Task material -
PR #61, opened 2025-03-31
Sprint 23

mcpheed1:
Sprint 23 comprised 3 tickets:

**LNI-251**
_Address remaining issues with Quoted Structure handling_
 - Added missing Quoted Structure attributes: ukl:indent="indent0", ukl:docName="nia", and ukl:context="body"
 - Allowed section/subsection numbers with multiple strings of digits separated by letters (i.e. '63Z1' from the Justice Bill)
 - Allowed Grouping Provisions as Leaves (these can occur in Quoted Structures)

Try it -
Copy each line of the listing in which the word "Allowed" can be found.

Answer section -
 - Allowed section/subsection numbers with multiple strings of digits separated by letters (i.e. '63Z1' from the Justice Bill)
 - Allowed Grouping Provisions as Leaves (these can occur in Quoted Structures)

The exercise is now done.